Nakamura was in the match all the way, and I wouldn't be shocked if he managed to draw or even win a rematch. Will there be any further contests? Let's hope so, and let's hope that humanity can keep up and not let the quantity of the odds grow any bigger (or at least not much bigger).
The games can be replayed here.
I'm not sure if the cause is more Komodo's excellence or something wrong with Stockfish, but after 84 of 100 games in the TCEC Superfinal the match is as good as over. Komodo is leading by six points, 45-39, and is succeeding with both colors. Komodo won games 1 and 13 with white, and after a long series of draws Stockfish won game 36 with white to close to within half a point. Surprisingly, Komodo won games 38 and 46 with black, and then after an even longer run of draws Komodo won 72 with black, and then won game 78 (with black) and game 83 (with white).
Meanwhile, in other computer chess news Vas Rajlich is back.

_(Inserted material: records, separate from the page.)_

Issue #4613, opened 2022-08-27
Periodic API ping breaks login view


lukasbestle:
## Description

The Panel periodically pings the API to keep the session fresh:

https://github.com/getkirby/kirby/blob/44158e8a5856384f35b07263240abc96db16ae7e/panel/src/config/api.js#L61

If no user is logged in, this request fails and triggers a logout:

https://github.com/getkirby/kirby/blob/44158e8a5856384f35b07263240abc96db16ae7e/panel/src/config/api.js#L22-L29

This causes a UI reset if the login page is left open for 5 minutes. This is bad e.g. during a code challenge (normal timeout for that is 10 minutes) and also when the user leaves the login page open to lookup a password etc.

**Expected behavior**  

The redirection to logout shouldn't happen.

## To reproduce

1. Open login page
2. Enter some text but don't submit (or request a code challenge and leave that open)
3. Wait for 5 minutes

## Your setup
**Kirby Version**  

`develop`

**Additional context**  

We need to check if the session actually needs refreshing before login. Might be that we only set the session inactivity timeout on login.

If the session *does* need refreshing, the ping should occur but the Panel should not redirect to logout when no user is logged in.
If it *doesn't* need refreshing, the ping should be disabled completely during login.

lukasbestle:
OK, so it seems like our backend code doesn't differentiate between sessions with a logged in user and sessions without user. Both have a timeout of half an hour by default (can be overridden or disabled with the `session.timeout` option).

So we do need the regular ping, but the `$go('logout')` shouldn't be called if there isn't an active user in the frontend store. This is the easy part.

More difficult: The ping response also triggers a dialog:

<img width="516" alt="Bildschirmfoto 2022-08-27 um 21 10 53" src="https://user-images.githubusercontent.com/1595007/187044775-1d5f87d2-518c-4ea5-a686-bdef9f34f0a1.png">

Where is this triggered and how can we suppress it?

distantnative:
Where do you get the dialog? Is that only when you remove `$go('logout')`?

lukasbestle:
Yes. With the current code that dialog flashes for a tiny moment before the view is reloaded. If I disable `$go('logout')`, the dialog stays.

distantnative:
Ok so this happens because our API library while passing errors to the onError callback (where our app puts its logic then) still throws all errors: https://github.com/getkirby/kirby/blob/main/panel/src/api/request.js#L84-L85

lukasbestle:
[...]

PR #4614, opened 2022-08-27
Fix API ping

distantnative:
## This PR …

- `api.onError()`: allows returning `false` to suppress throwing error
- suppresses throwing unauthenticated error when redirecting to logout
- new `auth/api` endpoint
- used for regular pinging
- just one continuous interval used for pinging, no need for resetting on regular API calls anymore

### Fixes
- #4613

## Ready?

### For review team

### DIFF
--- a/config/api/routes/auth.php
+++ b/config/api/routes/auth.php
@@ -110,7 +110,8 @@ return [
 		'method'  => 'POST',
 		'auth'    => false,
 		'action'  => function () {
-			$this->kirby()->auth()->user();
+			// refresh the session timeout
+			$this->kirby()->session();
 			return true;
 		}
 	],
--- a/config/api/routes/auth.php
+++ b/config/api/routes/auth.php
@@ -105,4 +105,13 @@ return [
 			return true;
 		}
 	],
+	[
+		'pattern' => 'auth/ping',
+		'method'  => 'POST',
+		'auth'    => false,
+		'action'  => function () {
+			$this->kirby()->auth()->user();
+			return true;
+		}
+	],
 ];
--- a/panel/src/api/request.js
+++ b/panel/src/api/request.js
@@ -83,7 +83,7 @@ export default (config) => {
 				config.onComplete(id);
 
 				// pass to error callback and throw error
-				// except when callback explcitly suppresses it
+				// except when callback explicitly suppresses it
 				if (config.onError(e) !== false) {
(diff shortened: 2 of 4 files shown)


config/api/routes/auth.php
```diff
@@ -105,4 +105,13 @@
 			return true;
 		}
 	],
+	[
+		'pattern' => 'auth/ping',
+		'method'  => 'POST',
+		'auth'    => false,
+		'action'  => function () {
+			$this->kirby()->auth()->user();
```
lukasbestle:
```suggestion
			// refresh the session timeout
			$this->kirby()->session();
```

panel/src/api/request.js
```diff
@@ -81,8 +81,12 @@ export default (config) => {
 			} catch (e) {
 				this.running--;
 				config.onComplete(id);
-				config.onError(e);
-				throw e;
+
+				// pass to error callback and throw error
+				// except when callback explcitly suppresses it
```
lukasbestle:
```suggestion
				// except when callback explicitly suppresses it
```

panel/src/config/api.js
```diff
@@ -48,16 +49,13 @@ export default {
 					}
 
 					Vue.$api.requests.push(requestId);
-				},
-				onSuccess: () => {
-					clearInterval(Vue.$api.ping);
-					Vue.$api.ping = setInterval(Vue.$api.auth.user, 5 * 60 * 1000);
```
lukasbestle: We had this code so that the ping can be skipped while the user is active. So the ping would only be sent if there was no activity in the last five minutes. I think this still makes sense.

panel/src/config/api.js
```diff
@@ -48,16 +49,13 @@ export default {
...
 				}
 			},
-			ping: null,
 			requests: []
 		});
 
-		Vue.$api.ping = setInterval(Vue.$api.auth.user, 5 * 60 * 1000);
+		// regularly ping API to keep session alive
+		// (if any use is authenticated)
```
lukasbestle:
```suggestion
		// (if any user is authenticated)
```

lukasbestle: Actually I think we can remove this line entirely. The session needs to be kept alive even if no user is authenticated.

lukasbestle (approved):

PR #4615, opened 2022-08-29
Switches to GitHub stale action

afbora:
Actually Probot Stale issue was [deprecated](https://github.com/probot/probot.github.io/pull/376) but I didn't aware of this when I adding the probot stale bot. Related source of issue: https://github.com/probot/stale/issues/384

Now we have to switch to GitHub action. But I need help you to check out action configuration (especially about permissions and other missing options). Here the action and all options: https://github.com/actions/stale


lukasbestle (approved):

lukasbestle:
I've uninstalled the old app now to avoid that the two integrations start fighting. ;)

Rajlich achieved great fame several years ago when his program Rybka soared to the top of the rating lists and maintained its lead with an iron grip. His empire collapsed after a few years when a series of Russian-based programs (Ippolit, Fire, etc.) challenged Rybka's supremacy. Rajlich accused those programs of hacking his code, but then accusations came from others that Rajlich had inappropriately taken code from the chess engines Crafty and Fruit. After a storm of controversy, Rybka stopped getting updated and other engines surpassed Rybka - first Houdini and then the duumvirate of Komodo and Stockfish.
Now Rajlich is back as the programmer of Fritz 15. Fritz 14 was miles and miles behind the top programs, so even if he has made some big improvements to the industry leader of the mid-90s, it remains to be seen whether it has any relevance to the world of elite engines in the mid-2010s. If it does, that would be a good thing for engine consumers, as it will (hopefully) push the Komodo and Stockfish teams to work even harder to remain the industry standards.
American grandmaster Alex Lenderman (2623 FIDE) and reigning TCEC champion Komodo 9.2 contested a six-game odds match from Tuesday to Thursday of this past week, and alas - humanity did not fare well. In three games Lenderman had the white pieces while Komodo started the game without its f-pawn, and in the other three games the engine had white and started without the rook on a1, while Lenderman played without the knight from b8 and his a8-rook on b8 to preclude queenside castling.
In game 1 Lenderman drew with white...and that was it. Komodo ruthlessly won the next five games, though at least in one of them Lenderman could have drawn by repetition but played for more. His courage is often rewarded in ordinary events against his fellow human beings, but it wasn't on this occasion. The engines are brutal!